# Snow Pusher



## CityGuy (Dec 19, 2008)

We are already bidding for next year and are considering a pusher for a CAT 950. We are looking for info from other contractors that are using pushers as to brand, size and what you like or dislike. Are you running it with a bucket connect or a quick tach? What are the advantages of one vs. the other. Please don't turn this into a protech vs other brand is better just honest input of the good the bad and what ever else we are forgetting. Thanks in advance for all input.


----------



## jomama45 (Dec 25, 2008)

My brother (whos my plow boss) has two Case 621's & use Dirtworks 12' pushers. They are both bucket mount, & for us they seem to work better that way. 

These pushers allow about 5-6 inches of float, come on & off in a minute or two, & the machines seem to actually travel better with the pusher farther out front.

We can stack higher & push the snow farther off the pavement.

These aren't back drag boxes. On 2 jobs, the operator drops the box on site, backdrags with bucket quick, & puts pusher back on. Thes are both backlots at factories that are small & would probaly be better with a truck or skidder, but he's already there so it makes sense for us.

Every other job that the loaders go to are "prepped" with a truck or skidder before hand. This is where they really shine IMO.

I plowed for a friend who's an excavator for 5-6 years before this. He runs Volvo L90's with 11 or 12 foot poly Wausau "county" blades. They're a nice set-up, & one of them he's been running 12+ years, but on most lots the 12' pushers are alot faster IMO.

The best part of the Dirtworks for us is that they are only an hour or so away IF we ever would have a problem with them. Happy shopping! payup


----------



## RLM (Jan 12, 2006)

We started running pushers this year I found out quickly they aren't all the same. I have a ZM indistries I bought used, wouldn't buy another one. A Protec (bought new), which held up well, also local. And a homemade one bought used which worked out well for us. I have looked at the Sectional snowpushers, have seen very good reviews, however I have inquired for pricing 4 times now (both email & phone calls) & have yet to hear from them, which makes me leary as to parts when I need them, & there are lots of parts that move on them. 
I think it is all preference, my advise would be to look at the steel between the rubber & push beam. Our failure on the ZM occured when we caught a curb, they use two pieces run in tandem (like they knew the intial piece wasn't strong enough), trying to bend it back & line up holes was near impossible. Our Protec uses a one heavier piece there.
Like I said above for me Protec is 30 minutes away, just like Dirt works for the other guy. Check with your dealers in the area, see what they sell, what parts they stock & repair services (if you can't do it your self).


----------



## Mark Oomkes (Dec 10, 2000)

Although I don't own one, I would recommend and IST model from ProTech. I know I will be getting one when I do purchase another one. 

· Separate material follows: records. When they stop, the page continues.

PR #594, opened 2017-05-18
Disable SSLv3

isaac-s:


isaac-s:
The version of nginx we use with 4.x already disabled SSLv3 by default. Closing.

PR #596, opened 2017-05-22
CFY-6908 Add cfyuser to the stage group

tehasdf:
To allow restoring stage data from snapshots, the mgmtworker
user needs to be able to write to the stage directories


tehasdf:
obsoleted by #597 - instead of adding cfyuser to the stage group, we use a script that will be run as the stage user via sudo

PR #604, opened 2017-06-01
CFY-6960: provide a way to override /tmp for executables

isaac-s:


isaac-s:
Fixed the PG startup script so it doesn't assume `/tmp`. This required adding a function to `utils.py` that is similar to the `get_exec_tempdir` in `cloudify-plugins-common`. I dislike copying code but in the manager blueprints' case there's no other choice at the moment.

PR #613, opened 2017-06-26
Support non-IPs in cert generation

geokala:


components/utils.py
```diff
@@ -283,11 +283,38 @@ def _generate_ssl_certificate(ips,
...
-    cert_metadata = '{0},DNS:localhost'.format(
-        ','.join(metadata_items))
+    altnames = set(ips)
+
+    # Ensure we trust localhost
+    altnames.add('127.0.0.1')
+    altnames.add('localhost')
+
+    subject_altdns = [
+        'DNS:{name}'.format(name=name)
```
tehasdf: note that we also add ips as `DNS:ip.ip.ip.ip` because chrome needs a DNS entry even with an ip, just an IP: entry won't  be enough

PR #56, opened 2022-01-27
Setup component configuration

cea2aj:
Setup component configuration for card mappings, sorting, and general component prop setting

For the data mappings, I'm using [lodash get](https://www.geeksforgeeks.org/lodash-_-get-method/) which lets us define the data mappings with a string of fields separated by periods (e.g. 'address.city'). Each card has default data mappings but they can be customized through props (and by extension the AppConfig). Fallbacks are also supported by passing in an array ( e.g. ['address.city', 'address.country'].

For sorting, I added a concept of a setup callback to `usePageSetupEffect` so that we can set the sort after the state is cleared but before the search is ran. Currently sorting must be configured per vertical.

For the component configuration, I created a `ConfiguredSearchBar` and a `ConfiguredStandardCard`. These are HOCs which get the component config from the AppConfig, perform any necessary transformations, and render the associated component. Currently no transformations are needed since the config is just strings.

Configured components look at config for specific vertical/universal pages, and also config set in 'common'. The specific vertical/universal pages config takes precedence over the common config.

J=SLAP-1787
TEST=manual

Change the sorting config and see the ordering of the results change. Modify the card mappings in the config and see the data displayed on the card change. Add a fallback field mapping and see the fallback working when the first piece of data isn't present. Modify the search bar placeholder on a specific vertical and observe the placeholder change for just that vertical


src/components/cards/StandardCard.tsx
```diff
@@ -57,11 +61,39 @@ function isCtaData(data: unknown): data is CtaData {
  * @param props - An object containing the result itself.
  */
 export function StandardCard(props: StandardCardProps): JSX.Element {
-  const { configuration, result, customCssClasses, cssCompositionMethod } = props;
+  const { fieldMappings: customfieldMappings, showOrdinal, result, customCssClasses, cssCompositionMethod } = props;
   const cssClasses = useComposedCssClasses(builtInCssClasses, customCssClasses, cssCompositionMethod);
 
-  const cta1 = isCtaData(result.rawData.c_primaryCTA) ? result.rawData.c_primaryCTA : undefined;
-  const cta2 = isCtaData(result.rawData.c_secondaryCTA) ? result.rawData.c_secondaryCTA : undefined;
+  const defaultfieldMappings: Record<string, FieldMapping> = {
```
tmeyer2115, line 67: I think one benefit of keeping the `StandardCardConfig` is that it would allow us to define a `defaultConfig: StandardCardConfig` at the top of the file. That would include these default mappings and whatever the default is for `showOrdinal`. Organizationally,  I like having the `Props` interfaces and the defaults colocated at the top of the file. I think that improves readability. 

Open to discussion on this though.

src/components/cards/StandardCard.tsx
```diff
@@ -57,11 +61,39 @@ function isCtaData(data: unknown): data is CtaData {
...
+      apiName: 'c_secondaryCTA'
+    },
+  }
+
+  const untypedData = collectData(result.rawData, {
+    ...defaultfieldMappings,
+    ...customfieldMappings
+  });
+
+  const data = {
```
tmeyer2115, line 91: Could we make a method that handles this casting? And also maybe define a type/interface for `data`?

src/components/utils/collectData.ts
```diff
@@ -0,0 +1,74 @@
...
+  mappingType: 'CONSTANT',
+  value: string
+}
+
+export type FieldMappingAPI = {
+  mappingType: 'FIELD',
+  apiName: string | string[]
+}
+
+export type FieldMapping = FieldMappingConstant | FieldMappingAPI
```
tmeyer2115, line 13: I'm not fully sold on Rose's naming here. The terminology of `FieldMapping` makes it sound like I'm making something to a profile field.

src/components/utils/collectData.ts
```diff
@@ -0,0 +1,74 @@
...
+ * { 
+ *    question: 'Which AI search platform should we leverage?',
+ *    answer: 'Yext'
+ *  }
+ * 
+ * @param rawData The rawData from an {@link Result}
+ * @param fieldMappings Indicates where data is located within the rawData field
+ * @returns An object of fields to data
+ */
+export function collectData<FieldMappingObject extends Partial<Record<string, FieldMapping>> | undefined> (
```
tmeyer2115, line 56: I think we need a more specific name here.

src/models/cardComponent.ts
```diff
@@ -1,24 +1,19 @@
...
-export type CardConfigTypes = StandardCardConfig;
 
 /**
  * CardComponent and the corresponding config options
  */
-export interface CardConfig extends CardConfigTypes {
-  CardComponent: CardComponent
+export interface CardConfig {
+  CardComponent: CardComponent,
+  [otherProps: string]: unknown
```
tmeyer2115, line 8: Is there a name besides `otherProps` that we could use here? Something more descriptive. As it stands, this file exports two interfaces that look a heck of a lot alike. As a reader, I'm somewhat struggling to tell the difference between the two.

package.json
```diff
@@ -42,6 +42,7 @@
     "fs-extra": "^9.0.1",
     "html-webpack-plugin": "4.5.0",
     "identity-obj-proxy": "3.0.0",
+    "lodash": "^4.17.21",
```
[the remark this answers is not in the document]
cea2aj: I went with the full lodash because the lodash docs say that the use of the per method packages are discouraged and will be removed in v5. Apparently it can result in larger bundles: https://lodash.com/per-method-packages

However it looks like it's best to import 'lodash/get' and rely on treshaking, so I can update to that

src/components/cards/StandardCard.tsx
```diff
@@ -57,11 +61,39 @@ function isCtaData(data: unknown): data is CtaData {
...
+      mappingType: 'FIELD',
+      apiName: 'c_primaryCTA'
+    },
+    cta2: {
+      mappingType: 'FIELD',
+      apiName: 'c_secondaryCTA'
+    },
+  }
+
+  const untypedData = collectData(result.rawData, {
```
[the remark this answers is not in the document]
cea2aj: sure, maybe transformedRawData?

src/components/cards/StandardCard.tsx
cea2aj: Got it. I was following the change that Yen made in #54, but a `StandardCardConfig` does make sense from an organizational perspective. In my mind, the Config of a component is the props, so the reason for the separation wasn't clear, however I'm open to reverting back to improve organization

src/components/utils/collectData.ts
cea2aj: Lodash refers to it as a 'path', so maybe something along those lines such as DataPath? Or FieldDataPath

src/components/utils/collectData.ts
cea2aj: how about `processFieldData`?

src/models/cardComponent.ts
cea2aj: Sure, I can take a look at reworking this interface

package.json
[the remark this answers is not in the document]
tmeyer2115: Sgtm

src/components/cards/StandardCard.tsx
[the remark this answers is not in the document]
tmeyer2115: Sure, that works

src/components/cards/StandardCard.tsx
tmeyer2115: I'll admit, the distinction is a bit hazy. Maybe as a middle ground, we can just move this block out of the `StandardCard` and after the `StandardCardProps` declaration.

src/components/utils/collectData.ts
tmeyer2115: Yeah, I like that.

src/components/utils/collectData.ts
tmeyer2115: What about using the verb `apply`? We're applying mappings to the raw object.

src/components/cards/StandardCard.tsx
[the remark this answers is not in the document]
cea2aj: I went with transformedFieldData, but let me know if you prefer transformedRawData

src/components/cards/StandardCard.tsx
cea2aj: added validateData! The interface is defined by the provided type guards

src/models/cardComponent.ts
cea2aj: I changed this to `additionalProps` for now. I spent some time looking into reworking this interface. I think it would be good to remove `[additionalProps: string]: unknown` because it weakens the type checking. I think it would be better to pass around a CardComponent with the config set via a HOC rather than passing the config around because it would make the code simpler, and we'd be able to remove the `additionalProps`. Additional components should be able to extend the interface so long as the additional props are optional. I would like to defer that to a separate item though because it would affect many different components and I'd need to verify it works with the card creation code

src/components/utils/applyFieldMappings.ts
```diff
@@ -0,0 +1,74 @@
...
+ * { 
+ *    question: 'Which AI search platform should we leverage?',
+ *    answer: 'Yext'
+ *  }
+ * 
+ * @param rawData The rawData from an {@link Result}
+ * @param fieldMappings Indicates where data is located within the rawData field
+ * @returns An object of fields to data
+ */
+export function applyFieldMappings<FieldMappingObject extends Partial<Record<string, FieldData>> | undefined> (
```
yen-tt, line 56: Does the typing needs to be a Partial or can it just be `FieldMappingObject extends<Record<string, FieldData> | undefined`? I noticed you just type cast it below right after checking for undefined.

src/components/utils/validateData.ts
```diff
@@ -0,0 +1,41 @@
...
+  const validatedData: ValidatedData<TypeGuards> = {};
+
+  Object.entries(typeGuards).forEach(([key, typeCheck]) => {
+    if (typeCheck(data[key])) {
+      validatedData[key as keyof TypeGuards] = data[key];
+    }
+  });
+
+  return validatedData;
+}
```
yen-tt, line 41: Can we can directly use TypeGuardRecord instead of using `TypeGuards extends TypeGuardRecord`?

src/components/utils/validateData.ts
```diff
@@ -0,0 +1,41 @@
...
+
+export function isNumber (data: any): data is number {
+  return typeof data === 'number';
+}
+
+/**
+ * Returns data which passes the corresponding typeGuard validation
+ */
+export function validateData<TypeGuards extends TypeGuardRecord>(data: any, typeGuards: TypeGuards): ValidatedData<TypeGuards> {
```
yen-tt, line 31: Can we can directly use TypeGuardRecord in this function instead of using TypeGuards which extends TypeGuardRecord?

src/components/cards/StandardCard.tsx
```diff
@@ -54,11 +82,20 @@ function isCtaData(data: unknown): data is CtaData {
...
   const cssClasses = useComposedCssClasses(builtInCssClasses, customCssClasses, cssCompositionMethod);
 
-  const cta1 = isCtaData(result.rawData.c_primaryCTA) ? result.rawData.c_primaryCTA : undefined;
-  const cta2 = isCtaData(result.rawData.c_secondaryCTA) ? result.rawData.c_secondaryCTA : undefined;
+  const transformedFieldData = applyFieldMappings(result.rawData, {
+    ...defaultFieldMappings,
+    ...customFieldMappings
+  });
+
+  const data = validateData(transformedFieldData, {
```
yen-tt, line 93: huh approach of getting typing is pretty neat

src/components/utils/validateData.ts
```diff
@@ -0,0 +1,41 @@
...
+  const validatedData: ValidatedData<TypeGuards> = {};
+
+  Object.entries(typeGuards).forEach(([key, typeCheck]) => {
+    if (typeCheck(data[key])) {
```
oshi97, line 35: what happens if the typecheck fails?

src/pagebuilder/utils/createSortBy.ts
```diff
@@ -0,0 +1,26 @@
...
+  'ASC': Direction.Ascending,
+  'DESC': Direction.Descending
+};
+
+/**
+ * Creates a SortBy from a SortOption
+ * @param sortOption 
+ * @returns SortBy
+ */
+export function createSortBy (sortOption: SortOption): SortBy {
```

I have 3 that are the quick attach through the bucket and one direct mount. The direct mount will not stack as high, wears the edge faster (because it does not 'give' as much or is more rigid) but is much more maneuverable because it is so close to the machine. 

Can't and won't knock other mfg's because ProTech is all I've had and they've been good to me. 

As for size, 16' is very nice, very productive, but small enough to fit between cars during the day and most islands or driveways. 2 of mine are the folding models, which are awesome as well.


----------



## Longae29 (Feb 15, 2008)

We run a 12' protech on our gehl 680 loader, which is quite a bit smaller than the cat 950 and it pushes with no problem. You could easily go bigger than 12' if it would fit on the properties you're thinking of using it on. we had a quick attach made for it, which works out just fine, i think the advantage to having a bucket mounted pusher would definitely be that you can push the snow higher.


----------



## jomama45 (Dec 25, 2008)

For those of you with quick attach pushers, how do you deal with backdragging? Just curious if they're only on big jobs complimenting other equipment?


----------



## lawnkale (Dec 4, 2008)

i have used protech in the past and demo a friends artic for one snow fall and thats all it took. I got my first one shortly after and have bought 3 more this year. They are mostly quick attach which is nice for tight areas. The 12" sections work just like the web site and it makes a huge difference on the salt. My customers also noticed the difference. They average $1000.00 more than other brands but it makes it up quick. I would also never buy a rubber cutting edge pusher again!!!! For parts that break. not an issue except for the poly block that allows it to travel. keep a spare. only 10 minutes to change(4 bolts) can do it on site. As far as artic not returning phone calls. Central parts warehouse is a new dealer. any questions just ask....


----------



## DellDoug (Aug 18, 2009)

The Arctic sectional looks really cool. We just bought our first four units to try this season. 

Although I have to give a big thumbs up to the Horst heavy loader pusher. We have used these in both std mount and QA with really great results. We have 9 of these units. These Horst units certainly clean much better then the Avalanche units (steel trip edge) that we used to use. The cost of salt is so high we have to do everything we can to try and cut down on our usage.


----------



## kcress31 (Sep 20, 2009)

We run 3 protech pushers. One 10ft switchblade rubber and steel on a Cat 416 RT Backhoe, One 12 ft switchblade rubber and steel on A John Deere 444, and One 12 ft rubber only on a Cat IT 28. They are all attached to a bucket with chains and work well. I like having the extra reach to pile and to push snow far into ditches, and it is always nice to have a buscket on you at all times. As far as the rubber vs steel we have had less problems with the rubber, but not much problems over all. One other benefit of using the pusher with a bucket is that the pusher tends to follow the contour of the ground better. I don't think I would go bigger than 12ft and if I did it would be a fold out model.

Keith


----------



## plowtime1 (Nov 1, 2007)

In the hunt as well..going to check out the sites!


----------